_YOUR INSTRUCTIONS_. Take the entries below and retype them exactly.

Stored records
====================

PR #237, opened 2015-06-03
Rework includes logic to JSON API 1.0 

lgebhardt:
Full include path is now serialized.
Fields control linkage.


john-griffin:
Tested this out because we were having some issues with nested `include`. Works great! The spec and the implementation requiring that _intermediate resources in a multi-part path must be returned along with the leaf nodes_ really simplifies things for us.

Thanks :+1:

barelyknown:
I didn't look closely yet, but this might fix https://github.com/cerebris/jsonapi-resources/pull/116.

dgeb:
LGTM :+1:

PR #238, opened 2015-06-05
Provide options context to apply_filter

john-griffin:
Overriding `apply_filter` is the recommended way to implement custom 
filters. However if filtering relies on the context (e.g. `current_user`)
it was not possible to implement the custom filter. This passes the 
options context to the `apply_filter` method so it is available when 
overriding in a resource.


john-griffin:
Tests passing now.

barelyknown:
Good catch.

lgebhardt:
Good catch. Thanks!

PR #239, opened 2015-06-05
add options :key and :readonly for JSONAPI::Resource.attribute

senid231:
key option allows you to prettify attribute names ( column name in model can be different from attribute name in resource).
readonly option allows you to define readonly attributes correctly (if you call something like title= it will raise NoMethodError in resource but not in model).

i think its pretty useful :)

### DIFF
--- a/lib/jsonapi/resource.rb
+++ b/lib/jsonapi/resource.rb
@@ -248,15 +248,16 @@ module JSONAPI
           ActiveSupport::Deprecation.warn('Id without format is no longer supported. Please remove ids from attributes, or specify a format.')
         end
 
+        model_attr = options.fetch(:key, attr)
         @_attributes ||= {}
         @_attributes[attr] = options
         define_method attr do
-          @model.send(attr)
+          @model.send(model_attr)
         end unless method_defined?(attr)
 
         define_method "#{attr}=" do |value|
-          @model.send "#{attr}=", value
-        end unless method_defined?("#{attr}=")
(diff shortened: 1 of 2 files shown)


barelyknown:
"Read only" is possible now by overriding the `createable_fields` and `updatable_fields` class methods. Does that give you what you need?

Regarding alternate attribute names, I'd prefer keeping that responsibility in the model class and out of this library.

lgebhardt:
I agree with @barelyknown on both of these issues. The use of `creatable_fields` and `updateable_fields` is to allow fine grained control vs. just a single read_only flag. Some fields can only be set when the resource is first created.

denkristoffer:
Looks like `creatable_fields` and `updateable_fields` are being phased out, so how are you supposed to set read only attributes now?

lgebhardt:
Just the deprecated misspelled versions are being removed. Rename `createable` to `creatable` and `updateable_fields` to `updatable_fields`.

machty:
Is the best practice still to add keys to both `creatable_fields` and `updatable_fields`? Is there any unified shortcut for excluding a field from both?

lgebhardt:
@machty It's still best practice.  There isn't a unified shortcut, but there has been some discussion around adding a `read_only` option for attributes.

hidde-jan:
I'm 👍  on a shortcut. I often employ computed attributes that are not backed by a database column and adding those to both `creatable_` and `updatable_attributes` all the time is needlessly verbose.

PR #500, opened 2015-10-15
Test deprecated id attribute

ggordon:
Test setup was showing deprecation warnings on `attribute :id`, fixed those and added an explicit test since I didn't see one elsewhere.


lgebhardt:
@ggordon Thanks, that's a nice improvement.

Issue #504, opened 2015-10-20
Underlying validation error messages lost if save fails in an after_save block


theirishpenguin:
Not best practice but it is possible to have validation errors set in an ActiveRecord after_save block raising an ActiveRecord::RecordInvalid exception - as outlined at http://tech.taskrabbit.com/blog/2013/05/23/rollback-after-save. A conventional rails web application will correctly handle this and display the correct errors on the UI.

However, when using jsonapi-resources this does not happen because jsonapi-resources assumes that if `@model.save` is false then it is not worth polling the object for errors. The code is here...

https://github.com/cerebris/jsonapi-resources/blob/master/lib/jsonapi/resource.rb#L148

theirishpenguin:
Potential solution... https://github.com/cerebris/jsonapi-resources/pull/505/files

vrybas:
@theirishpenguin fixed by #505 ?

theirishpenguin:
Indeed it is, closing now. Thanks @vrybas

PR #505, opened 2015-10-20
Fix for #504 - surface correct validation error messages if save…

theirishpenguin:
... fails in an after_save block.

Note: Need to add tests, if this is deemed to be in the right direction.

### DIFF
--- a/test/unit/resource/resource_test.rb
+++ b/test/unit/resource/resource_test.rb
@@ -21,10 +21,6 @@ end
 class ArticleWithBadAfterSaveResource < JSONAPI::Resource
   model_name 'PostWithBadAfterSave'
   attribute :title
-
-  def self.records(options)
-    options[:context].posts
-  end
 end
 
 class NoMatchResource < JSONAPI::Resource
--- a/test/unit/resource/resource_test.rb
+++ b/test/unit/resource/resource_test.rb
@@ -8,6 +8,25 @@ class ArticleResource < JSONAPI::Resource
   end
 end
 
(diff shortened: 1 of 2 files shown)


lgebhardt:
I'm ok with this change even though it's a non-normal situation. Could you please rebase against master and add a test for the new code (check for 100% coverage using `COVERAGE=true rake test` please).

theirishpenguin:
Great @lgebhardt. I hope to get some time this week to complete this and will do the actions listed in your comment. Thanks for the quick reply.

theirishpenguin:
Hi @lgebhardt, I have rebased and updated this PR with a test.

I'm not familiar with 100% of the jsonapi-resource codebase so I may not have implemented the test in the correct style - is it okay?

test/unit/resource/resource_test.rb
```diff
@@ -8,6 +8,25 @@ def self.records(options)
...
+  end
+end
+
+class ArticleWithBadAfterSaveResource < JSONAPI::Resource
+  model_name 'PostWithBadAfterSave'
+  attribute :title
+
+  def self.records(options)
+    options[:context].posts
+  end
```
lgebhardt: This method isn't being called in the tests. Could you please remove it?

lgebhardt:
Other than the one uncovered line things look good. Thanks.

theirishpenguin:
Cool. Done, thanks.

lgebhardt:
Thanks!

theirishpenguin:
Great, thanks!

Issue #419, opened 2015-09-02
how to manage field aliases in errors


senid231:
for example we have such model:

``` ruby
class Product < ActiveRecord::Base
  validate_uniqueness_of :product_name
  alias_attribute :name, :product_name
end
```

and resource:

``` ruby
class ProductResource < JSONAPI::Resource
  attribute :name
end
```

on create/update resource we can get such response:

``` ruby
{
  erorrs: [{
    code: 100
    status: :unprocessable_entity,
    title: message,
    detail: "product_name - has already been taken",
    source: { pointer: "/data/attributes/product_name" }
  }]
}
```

====================

_SOLUTION TO THIS EXERCISE_.
PR #237, opened 2015-06-03
Rework includes logic to JSON API 1.0 

lgebhardt:
Full include path is now serialized.
Fields control linkage.


john-griffin:
Tested this out because we were having some issues with nested `include`. Works great! The spec and the implementation requiring that _intermediate resources in a multi-part path must be returned along with the leaf nodes_ really simplifies things for us.

Thanks :+1:

barelyknown:
I didn't look closely yet, but this might fix https://github.com/cerebris/jsonapi-resources/pull/116.

dgeb:
LGTM :+1:

PR #238, opened 2015-06-05
Provide options context to apply_filter

john-griffin:
Overriding `apply_filter` is the recommended way to implement custom 
filters. However if filtering relies on the context (e.g. `current_user`)
it was not possible to implement the custom filter. This passes the 
options context to the `apply_filter` method so it is available when 
overriding in a resource.


john-griffin:
Tests passing now.

barelyknown:
Good catch.

lgebhardt:
Good catch. Thanks!

PR #239, opened 2015-06-05
add options :key and :readonly for JSONAPI::Resource.attribute

senid231:
key option allows you to prettify attribute names ( column name in model can be different from attribute name in resource).
readonly option allows you to define readonly attributes correctly (if you call something like title= it will raise NoMethodError in resource but not in model).

i think its pretty useful :)

### DIFF
--- a/lib/jsonapi/resource.rb
+++ b/lib/jsonapi/resource.rb
@@ -248,15 +248,16 @@ module JSONAPI
           ActiveSupport::Deprecation.warn('Id without format is no longer supported. Please remove ids from attributes, or specify a format.')
         end
 
+        model_attr = options.fetch(:key, attr)
         @_attributes ||= {}
         @_attributes[attr] = options
         define_method attr do
-          @model.send(attr)
+          @model.send(model_attr)
         end unless method_defined?(attr)
 
         define_method "#{attr}=" do |value|
-          @model.send "#{attr}=", value
-        end unless method_defined?("#{attr}=")
(diff shortened: 1 of 2 files shown)


barelyknown:
"Read only" is possible now by overriding the `createable_fields` and `updatable_fields` class methods. Does that give you what you need?

Regarding alternate attribute names, I'd prefer keeping that responsibility in the model class and out of this library.

lgebhardt:
I agree with @barelyknown on both of these issues. The use of `creatable_fields` and `updateable_fields` is to allow fine grained control vs. just a single read_only flag. Some fields can only be set when the resource is first created.

denkristoffer:
Looks like `creatable_fields` and `updateable_fields` are being phased out, so how are you supposed to set read only attributes now?

lgebhardt:
Just the deprecated misspelled versions are being removed. Rename `createable` to `creatable` and `updateable_fields` to `updatable_fields`.

machty:
Is the best practice still to add keys to both `creatable_fields` and `updatable_fields`? Is there any unified shortcut for excluding a field from both?

lgebhardt:
@machty It's still best practice.  There isn't a unified shortcut, but there has been some discussion around adding a `read_only` option for attributes.

hidde-jan:
I'm 👍  on a shortcut. I often employ computed attributes that are not backed by a database column and adding those to both `creatable_` and `updatable_attributes` all the time is needlessly verbose.

PR #500, opened 2015-10-15
Test deprecated id attribute

ggordon:
Test setup was showing deprecation warnings on `attribute :id`, fixed those and added an explicit test since I didn't see one elsewhere.


lgebhardt:
@ggordon Thanks, that's a nice improvement.

Issue #504, opened 2015-10-20
Underlying validation error messages lost if save fails in an after_save block


theirishpenguin:
Not best practice but it is possible to have validation errors set in an ActiveRecord after_save block raising an ActiveRecord::RecordInvalid exception - as outlined at http://tech.taskrabbit.com/blog/2013/05/23/rollback-after-save. A conventional rails web application will correctly handle this and display the correct errors on the UI.

However, when using jsonapi-resources this does not happen because jsonapi-resources assumes that if `@model.save` is false then it is not worth polling the object for errors. The code is here...

https://github.com/cerebris/jsonapi-resources/blob/master/lib/jsonapi/resource.rb#L148

theirishpenguin:
Potential solution... https://github.com/cerebris/jsonapi-resources/pull/505/files

vrybas:
@theirishpenguin fixed by #505 ?

theirishpenguin:
Indeed it is, closing now. Thanks @vrybas

PR #505, opened 2015-10-20
Fix for #504 - surface correct validation error messages if save…

theirishpenguin:
... fails in an after_save block.

Note: Need to add tests, if this is deemed to be in the right direction.

### DIFF
--- a/test/unit/resource/resource_test.rb
+++ b/test/unit/resource/resource_test.rb
@@ -21,10 +21,6 @@ end
 class ArticleWithBadAfterSaveResource < JSONAPI::Resource
   model_name 'PostWithBadAfterSave'
   attribute :title
-
-  def self.records(options)
-    options[:context].posts
-  end
 end
 
 class NoMatchResource < JSONAPI::Resource
--- a/test/unit/resource/resource_test.rb
+++ b/test/unit/resource/resource_test.rb
@@ -8,6 +8,25 @@ class ArticleResource < JSONAPI::Resource
   end
 end
 
(diff shortened: 1 of 2 files shown)


lgebhardt:
I'm ok with this change even though it's a non-normal situation. Could you please rebase against master and add a test for the new code (check for 100% coverage using `COVERAGE=true rake test` please).

theirishpenguin:
Great @lgebhardt. I hope to get some time this week to complete this and will do the actions listed in your comment. Thanks for the quick reply.

theirishpenguin:
Hi @lgebhardt, I have rebased and updated this PR with a test.

I'm not familiar with 100% of the jsonapi-resource codebase so I may not have implemented the test in the correct style - is it okay?

test/unit/resource/resource_test.rb
```diff
@@ -8,6 +8,25 @@ def self.records(options)
...
+  end
+end
+
+class ArticleWithBadAfterSaveResource < JSONAPI::Resource
+  model_name 'PostWithBadAfterSave'
+  attribute :title
+
+  def self.records(options)
+    options[:context].posts
+  end
```
lgebhardt: This method isn't being called in the tests. Could you please remove it?

lgebhardt:
Other than the one uncovered line things look good. Thanks.

theirishpenguin:
Cool. Done, thanks.

lgebhardt:
Thanks!

theirishpenguin:
Great, thanks!

Issue #419, opened 2015-09-02
how to manage field aliases in errors


senid231:
for example we have such model:

``` ruby
class Product < ActiveRecord::Base
  validate_uniqueness_of :product_name
  alias_attribute :name, :product_name
end
```

and resource:

``` ruby
class ProductResource < JSONAPI::Resource
  attribute :name
end
```

on create/update resource we can get such response:

``` ruby
{
  erorrs: [{
    code: 100
    status: :unprocessable_entity,
    title: message,
    detail: "product_name - has already been taken",
    source: { pointer: "/data/attributes/product_name" }
  }]
}
```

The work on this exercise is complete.